Тут белец-читальщик прянул от покойника в хлебенную полату, взмахивая рукавами зипуна, как молодой гусак. Вереща, взлетели чайки. Над монастырем вспухло кудрявое безобидное облачко с розовым зевом внутри, из него вышла чугунная чушка и плюхнулась на кровлю Благовещенской церкви над Святыми вратами, пробив ее насквозь. По скатам, рискуя свалиться, засновали чернцы с кокотами и шайками с водою. А уж от Никольских ворот и от Прядильной башни полетела на обитель стая зажигательных стрел, хищно впиваясь в осиновые лемеха церковных куполов, крышицы келий и монастырских служб. И куда упадали они, там вспыхивало белесое, такое безобидное издаля, робкое пламя, тонкое на солнце, как кисея. Его бы затоптать немедля, но тут началась пушечная перебранка с обеих сторон, разгораясь нешуточно с каждой минутою, и ужасные кощеевы цепы замолотили не по житним снопам на гумне, но по несчастным человечьим головушкам. У Белой башни на отводных караулах разгорячилась команда ротмистра Гаврилы Буша, у кожевни на шанцах разошелся в азарте майор Келен, глубоко презиравший не только глупых старцев, застрявших с проказою на стенах, но и бестолковое свое войско, не знающее ни порядка, ни строя; словно стадо гусаков, шипя, бегут за своим атаманцем сломя голову, коли раздражнют, а более и спроса с них никакого нет…
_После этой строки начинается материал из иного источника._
PR #2647, opened 2020-11-09
[WIP] sandbox for #2047

rhaschke:
This is just a sandbox branch to test move/copy semantics of native C++ for #2047.


rhaschke:
I don't understand the CI compile failures, which seem to be unrelated to the suggested code changes. Locally, the source builds fine, but fails with a new unit tests (because the move-enabling commit of #2047 is missing here).

PR #523, opened 2015-05-14
Use io.open

d0ugal:
This fix is a bit of a guess, no idea why it started failing on Travis. Passes locally for me.


d0ugal:
I didn't read the exception correctly - the error is in ghp-import.

PR #530, opened 2015-05-16
Move builtin themes to external packages other than MkDocs and ReadTheDocs

d0ugal:
This needs a few remaining things done:

- [x] Fix the to theme issues https://github.com/mkdocs/mkdocs-bootswatch/issues/1 and https://github.com/mkdocs/mkdocs-bootstrap/issues/1
- [x] Move MkDocs theme issues to the relevant repos
- [x] Document how to make theme packages
- [x] Add to the release notes


mkdocs/utils.py
```diff
@@ -299,10 +300,23 @@ def convert_markdown(markdown_source, extensions=None, extension_configs=None):
...
 
 
+def get_themes():
+    """Return a dict of theme names and their locations"""
+
+    themes = {}
+
+    for theme in iter_entry_points(group='mkdocs.themes', name=None):
+        theme = theme.load()
+        location = os.path.dirname(theme.__file__)
```
waylan: I like this. The theme author does not need to write any Python code. In sphinx, the theme author needs to write some code in the `__init__.py` file which returns the location. This is much better. Just include the empty file at the root of the theme, and it becomes available.

mkdocs/utils.py
```diff
@@ -299,10 +300,23 @@ def convert_markdown(markdown_source, extensions=None, extension_configs=None):
...
+        themes[theme.name] = location
```
waylan: I expect this is failing because you are replacing the entry_point (var named `theme`) with the loaded object. Before `theme = theme.load()` do `name = theme.name` or don't overwrite the `theme` var (load to a different var).

d0ugal: Yup, exactly - I just fixed this. There is a failure now I don't fully understand tho'

d0ugal:
I'm not sure what happens if two packages provide the same theme name, I can't find any documentation on this and you can't specify a duplicate in one package, so I guess I'll need to manually test and see.

waylan:
> I'm not sure what happens if two packages provide the same theme name, I can't find any documentation on this and you can't specify a duplicate in one package, so I guess I'll need to manually test and see.

Yeah, I'm not sure either. Although my understanding is that there is no restriction on duplicates. The duplicates are separated by the namespace/package that they ship in (the idea being that an entry_point named "foo" for package A would not be confused with an entry_point named "foo" for package B. Of course, when package B is a third party addon to package A, then package A can't make that distinction. As the only way to get entry_points across multiple packages is to iterate, the last entry_point named "foo" in your for loop will be the one that gets used. I am not sure what determined the order. If it is 'last installed' that is probably fine, but it my not be and I haven't worked that part out.

d0ugal:
Last installed would still be vague. Maybe we should change the theme config option to `{pageage}.{theme_name}`.

So in the case of the builtin themes, it would be `mkdocs.readthedocs` and `mkdocs.mkdocs`. I suspect many themes will end up being `custom_theme.custom_theme` which is annoying.

I'm tempted to say that the risk is really small enough that it is worth the convenience.

waylan:
I think the last paragraph in [this section][1] is relevant. Specifically, it is up to you to decide how to handle duplicates. That said, the docs for [iter_entry_points][2] states that duplicates are ordered by the package/distribution they are associated with on the PYTHONPATH.

So, if two themes exist with the same name, the second one to be found on the PYTHONPATH will always overwrite the first one in your loop. Which comes first or second depends on how each machine is configured and where each package in installed on the path. You will even find different configurations on different machines using the same version of the same OS. In other words, it is completely unpredictable.

You could check for duplicates and either raise a warning or an error. At least that way a user would have a clue as to why the wrong theme is being used. Just make sure each warning/error message lists which package the duplicates are associated with so they can uninstall the one they don't want.

For the themes included with mkdocs, you can special case them to not allow duplicates. That way, others will not even bother making duplicates of the builtin themes as it will never work. Doing `iter_entry_points(group='mkdocs.themes', name='mkdocs')` should give you only the themes that ship with mkdocs.

[1]: http://pythonhosted.org/setuptools/pkg_resources.html#entry-points
[2]: http://pythonhosted.org/setuptools/pkg_resources.html#convenience-api

waylan:
> Doing iter_entry_points(group='mkdocs.themes', name='mkdocs') should give you only the themes that ship with mkdocs.
Sorry, actually `get_entry_map(dist='mkdocs', group='mkdocs.themes')` will give you the themes that ship with mkdocs.

waylan:
Perhaps something like this would work (untested):

```python
themes = {}
builtins = get_entry_map(dist='mkdocs', group='mkdocs.themes')

for theme in iter_entry_points(group='mkdocs.themes'):
    if theme.name in builtins and theme.dist.key != 'mkdocs':
        # raise an error...
    if theme.name in themes:
        # raise a warning...
    themes[theme.name] = os.path.dirname(theme.load().__file__)
```

waylan:
Another possibility (again untested):

```python
themes = {}
for theme in iter_entry_points(group='mkdocs.themes'):
    name = '.'.join(theme.dist.key, theme.name)
    themes[name] = os.path.dirname(theme.load().__file__)
```

According to the [docs][1], `theme.dist.key` is the unique lowercase name used to register a distribution with PyPI. So if the entry point for the builitin theme was `readthedocs`, then the name entered in the config file by the user would be `mkdocs.readthedocs`. And if I created a new separate distribution (named `foo`) with a `readthedocs` entry point, I would need to use `foo.readthedocs` in my config to get it to work. 

There would be no duplicates. However, the entry point would not be the full name, only the last part and that could be slightly confusing to some. Clear documentation would be required.

[1]: http://pythonhosted.org/setuptools/pkg_resources.html#distribution-attributes

waylan:
And I just realized my last suggestion was the same as yours @d0ugal.

> So in the case of the builtin themes, it would be mkdocs.readthedocs and mkdocs.mkdocs. I suspect many themes will end up being custom_theme.custom_theme which is annoying.

That is a valid point. But what if you renamed the "mkdocs" theme to "default" or "basic" (or something better). That way, in the config the user would set `theme: mkdocs.default`. Even warn theme authors in the docs about the possible name duplication. With mkdocs setting the precedent, a package with one theme would more likely follow the same pattern. And naturally, a package with multiple themes would just give a name to each one.

d0ugal:
Thanks for throwing those ideas in, I am inclined to go for [erroring if a builtin theme is used and logging a warning if a name is used twice](https://github.com/mkdocs/mkdocs/pull/530#issuecomment-103177660). Simply because this provides us the easiest transition path, all the current names are will work and I expect the most common case will be theme packages that contain one theme. We can then encourage users use the package name for the theme name, ensuring some uniqueness (assuming they register and upload to PyPI).

waylan:
@d0ugal that sounds like a reasonable conclusion and my preference as well.

d0ugal:
It also means I can probably remove the themes for 0.13, and just add them as a requirement. It might delay the release a bit, but I've been itching to do this for a long time.

facelessuser:
Nice! I think this is a good idea.

d0ugal:
I think I'm happy with this, but I want to play with it a bit more. So targeting the next release and I'll try and get 0.13 out of the door by the end of the month.

waylan:
I like it.

d0ugal:
The failure is strange. This works for me locally, so I'm not sure where I went wrong. Something appears to be different in my setup.

waylan:
Locally, I'm getting the following error:

```
$ tox -e py27-integration
GLOB sdist-make: /home/waylan/Code/mkdocs/setup.py
py27-integration inst-nodeps: /home/waylan/Code/mkdocs/.tox/dist/mkdocs-0.14.0.dev.zip
py27-integration runtests: PYTHONHASHSEED='4293062537'
py27-integration runtests: commands[0] | /home/waylan/Code/mkdocs/.tox/py27-integration/bin/python -m mkdocs.tests.integration --output=/home/waylan/Code/mkdocs/.tox/py27-integration/tmp/builds
  File "/usr/lib/python2.7/runpy.py", line 162, in _run_module_as_main
    "__main__", fname, loader, pkg_name)
  File "/usr/lib/python2.7/runpy.py", line 72, in _run_code
    exec code in run_globals
  File "/home/waylan/Code/mkdocs/mkdocs/tests/integration.py", line 27, in <module>
    MKDOCS_THEMES = utils.get_theme_names()
  File "mkdocs/utils/__init__.py", line 382, in get_theme_names
    return get_themes().keys()
  File "mkdocs/utils/__init__.py", line 374, in get_themes
    for name, theme in themes.items())
  File "mkdocs/utils/__init__.py", line 374, in <genexpr>
    for name, theme in themes.items())
  File "/home/waylan/Code/mkdocs/.tox/py27-integration/local/lib/python2.7/site-packages/pkg_resources/__init__.py", line 2338, in load
    self.require(*args, **kwargs)
  File "/home/waylan/Code/mkdocs/.tox/py27-integration/local/lib/python2.7/site-packages/pkg_resources/__init__.py", line 2355, in require
    items = working_set.resolve(reqs, env, installer)
  File "/home/waylan/Code/mkdocs/.tox/py27-integration/local/lib/python2.7/site-packages/pkg_resources/__init__.py", line 827, in resolve
    raise DistributionNotFound(req, requirers)
pkg_resources.DistributionNotFound: The 'mkdocs-bootswatch>=0.1.0' distribution was not found and is required by the application
ERROR: InvocationError: '/home/waylan/Code/mkdocs/.tox/py27-integration/bin/python -m mkdocs.tests.integration --output=/home/waylan/Code/mkdocs/.tox/py27-integration/tmp/builds'
___________________________________ summary ____________________________________
ERROR:   py27-integration: commands failed
```

I'm not sure why we have the following requirements:

```
mkdocs-bootstrap>=0.1.1
mkdocs-bootswatch>=0.1.0
```

Aren't those used by the themes you removed? If so, shouldn't they be removed from the mkdocs requirements? Wouldn't they instead be listed as requirements of the theme package which utilizes them?

Once I remove those dependencies, then I am getting the same error as Travis. However, I am not getting all the warnings about the deprecated themes. Anyway, I will investigate further.

waylan:
Ok, the problem is two things. First the following small patch needs to be done to ensure that the theme locations are all absolute paths:

```diff
diff --git a/mkdocs/utils/__init__.py b/mkdocs/utils/__init__.py
index 4960762..37d2a31 100644
--- a/mkdocs/utils/__init__.py
+++ b/mkdocs/utils/__init__.py
@@ -370,7 +370,7 @@ def get_themes():
 
         themes[theme.name] = theme
 
-    themes = dict((name, os.path.dirname(theme.load().__file__))
+    themes = dict((name, os.path.dirname(os.path.abspath(theme.load().__file__)
                   for name, theme in themes.items())
 
     return themes
```

And secondly, the setup.py script is not copying any of the `*.html` files in the theme on install. I checked the theme dir under site_packages, and none of them exist. Looking at the setup.py script, the `get_package_data` function only copies files in a dir that does not contain a `__init__.py` file (see L41). As the `*.html` files are in that directory, it is skipping them. Why not just tell it to copy everything inside the `themes` dir? Not sure what else would be needed.

waylan:
Ok, I got the tests to pass with the following changes:

```diff
diff --git a/mkdocs/tests/integration.py b/mkdocs/tests/integration.py
index d064da3..5c0b10e 100644
--- a/mkdocs/tests/integration.py
+++ b/mkdocs/tests/integration.py
@@ -38,7 +38,7 @@ def main(output=None):
     for theme in sorted(MKDOCS_THEMES):
         project_dir = os.path.dirname(MKDOCS_CONFIG)
         out = os.path.join(output, theme)
-        command = ['mkdocs', 'build', '--site-dir', out, '--theme', theme]
+        command = ['mkdocs', 'build', '-v', '--site-dir', out, '--theme', theme]
         subprocess.check_call(command, cwd=project_dir)
 
     for project in os.listdir(TEST_PROJECTS):
diff --git a/mkdocs/utils/__init__.py b/mkdocs/utils/__init__.py
index 4960762..37d2a31 100644
--- a/mkdocs/utils/__init__.py
+++ b/mkdocs/utils/__init__.py
@@ -370,7 +370,7 @@ def get_themes():
 
         themes[theme.name] = theme
 
-    themes = dict((name, os.path.dirname(theme.load().__file__))
+    themes = dict((name, os.path.dirname(os.path.abspath(theme.load().__file__)))
                   for name, theme in themes.items())
 
     return themes
diff --git a/requirements/project.txt b/requirements/project.txt
index 0fed659..a07047c 100644
--- a/requirements/project.txt
+++ b/requirements/project.txt
@@ -2,7 +2,5 @@ click>=4.0
 Jinja2>=2.7.1
 livereload>=2.3.2
 Markdown>=2.5
-mkdocs-bootstrap>=0.1.1
-mkdocs-bootswatch>=0.1.0
 PyYAML>=3.10
 tornado>=4.1
diff --git a/setup.py b/setup.py
index e5a6980..a2b47b6 100755
--- a/setup.py
+++ b/setup.py
@@ -56,14 +56,12 @@ setup(
     author='Tom Christie',
     author_email='tom@tomchristie.com',  # SEE NOTE BELOW (*)
     packages=get_packages("mkdocs"),
-    package_data=get_package_data("mkdocs"),
+    include_package_data = True,
     install_requires=[
         'click>=4.0',
         'Jinja2>=2.7.1',
         'livereload>=2.3.2',
         'Markdown>=2.3.1,<2.5' if PY26 else 'Markdown>=2.3.1',
-        'mkdocs-bootstrap>=0.1.1',
-        'mkdocs-bootswatch>=0.1.0',
         'PyYAML>=3.10',
         'tornado>=4.1',
     ],
```

Note that I added a `-v` (verbose) flag to the integration tests. As a reminder, the DEBUG log includes a log of all the config settings and their values after validation. In the log I was able to see that the paths to the themes were not absolute, which clued me in to that problem. Once that was resolved, I got curious why it still couldn't find the files. But since the log told me the full path to the theme dir, it was easy for me to navigate to it and discover the problem. I would recommend that the verbose flag be used for the integration tests all the time. It makes debugging much easier and causes to harm.

waylan:
Also, I did not remove the now unused `get_package_data` function from `setup.py`. I just made the simplest changes to get the tests to pass. You may want to use a more selective method to define what package data gets included (see the docs [here][1])

[1]: https://pythonhosted.org/setuptools/setuptools.html#including-data-files

waylan:
And I just realized that you had the requirements:

```
mkdocs-bootstrap>=0.1.1
mkdocs-bootswatch>=0.1.0
```
because the integration tests loop through all themes and run with each one. Nice way to make sure changes to MkDocs doesn't break the other themes. Unfortunately, something is causing `mkdocs-bootswatch>=0.1.0` to fail for me locally. I have not investigated what that is. And its late and I'm tired. It'll have to wait till another day.

d0ugal:
Hmm, something has clearly gone wrong here. The goals were to move the themes out but still require them so we don't break users. They would then be removed fully in a few releases.

I had some conflicts and rebased, I'm starting to suspect I either messed up the rebase or conflict resolution. It at least fails for me locally now I've ran `tox -r`

However, given that there seem to be some issues with the theme packages themselves, I am going to push this to 0.15 and get 0.14 out the door today.

d0ugal:
@waylan Thanks for the diffs, that made it easy for me to fix. I didn't have to remove the theme dependencies tho' - they seem to work fine for me. I'd be interested to see what problem you had with them. They use some of the more modern setuptools stuff, like the change you suggested here.

It all works well for me locally, waiting to see what CI makes of it.

waylan:
Glad I could help. ALthough, I don't see any of the changes (except the verbose output). Did you forget to add a commit? Looking at Travis' output, the debug info shows the page paths are still not absolute and the failure is because the template is not found. Those relate to the missing changes to utils and setup.py respectively.

d0ugal:
The changes are all there, other than the removal of the themes.

The error is slightly different actually, this time it can't find the `sitemap.xml` file and the paths I have checked are absolute. It also always passes for me locally for some reason, even after removing the tox virtualenvs etc.

d0ugal:
This is the path used for the sitemap.xml file. https://travis-ci.org/mkdocs/mkdocs/jobs/66553887#L147

d0ugal:
Okay, I have split this into small steps to see if I can see where the failure comes in because I still can't reproduce this locally. I expect one unittest failure as I didn't keep them in sync all the way, but the integration test should always work, atleast until we hit the issue seen before.

d0ugal:
Oh, wow - I did not expect it to fail at https://github.com/d0ugal/mkdocs/commit/6b1c6db00579801f6c10254c48e67c802855a272. Perhaps master is broken?

d0ugal:
The really odd thing is that all the unittests should fail until you get to https://github.com/d0ugal/mkdocs/commit/07cbca14b05ac5b6c935705f851dddfe97225ad0 because that removes the references to the themes but they pass.

d0ugal:
and you  can see for example that https://github.com/d0ugal/mkdocs/commit/1cbb79de61524f8f53db00ad12f3587ebdb83b67 is still trying to build the Amelia theme despite it being removed in the previous commit.

So. Confused. :confused:.

d0ugal:
Yeah, so #643 confirmed that master is okay. For some reason, just removing one theme causes things to fail is strange ways. It looks to me like a Travis issue and for some reason the theme directory still exists? I'm really not sure.

d0ugal:
So, I think I have finally fixed this with https://github.com/d0ugal/mkdocs/commit/a57e8cafc5c70e3460e31d8eb69892d7387086ee. Sigh.

d0ugal:
Question raised by @tomchristie should the themes be named `mkdocs-$name-theme`? I just went with `mkdocs-$name` (like `mkdocs-bootswatch`). I had considered this at one point but decided that packages could have multiple themes and could contain extensions too (eventually).

Worth thinking about it more before I merge this.

trel:
or possibly, `mkdocs-theme-$name`, depends on how you want them sorted and what other items a package contains...

d0ugal:
I think for now I'll just stick with `mkdocs-$themename` - we can't really enforce this on users anyway, so we might as well keep it simple and the change isn't compelling enough for me to go and rename the packages I already created.

d0ugal:
I plan on merging this tomorrow - if anyone has feedback on the documentation I added that would be particularly good. We can always do that review after it is merged if it is easier.

d0ugal:
@waylan Thanks, sorry that was much rougher than I expected. This is what I get for writing docs at 1am after a long long day.

waylan:
Sorry, but I commented on the commit directly (2784a1e) rather than the PR as GitHub won't show all the files for such a large diff. Although, now I see that the relevant files are being shown. [Sigh].

d0ugal:
:heart: @appveyor's new speed.

d0ugal:
+697 −12,897. So happy.

tomchristie:
> +697 −12,897.

:sparkles: :relieved: :sparkles:

PR #528, opened 2015-05-15
Refactor Markdown Extension Options Config.

waylan:
Config validation now handles all extension processing:

* Builtin extensions are defined and within the default scheme.
* User extensions are defined only as a list in the config. Note, this is
  a backward incompatable change from the previous (short-lived) release.
* The users extensions are added to the list of builtins.
* Any duplicates are accounted for in validation.
* Extension options are supported by a child key/value pair on the ext name.
* All extension options are compiled into a format Markdown accepts
  within the validation process and are saved to the internal `mdx_configs`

Схимонах Иоиль так и не удалился с крыльца в укрытие, но бесстрашно уставя блеклое личико в небо, то ли творил Исусову молитву, или считал вражьи ядра и зажигательные бомбы, провожая их взглядом, иль спосылывал лютые проклятия на голову супостата. Схимонаху и в ум не приходило поклониться хоть бы бессердечным пушкам и переждать опасность; ярость к каиновым детям, забредшим с Москвы, заглушала в старце всякую осторожность. Он и своим-то в обители не особо поддакивал и печалился, что монахи давно подпали под пришедших на остров казаков и уже не столько стоят за веру, сколько тешат свои обиды. Вот и Стукалов Алексашка даве горячился, шибко орал, и на Иоиля грозился посохом, и царя проклинал, называя того новым Арием, призывал воевать до последнего, – и вот лежит бездыханный, как тряпошная нелепая кукла, и по стоптанным голым плюснам ползает жирное оводье, не боящееся гама и глума войны. И вдруг зажигательная стрела угодила в покойника, качнулась над трупом, по древку ее плеснулась голубоватая змейка-медянка, и над саваном распустилась желтая купальница.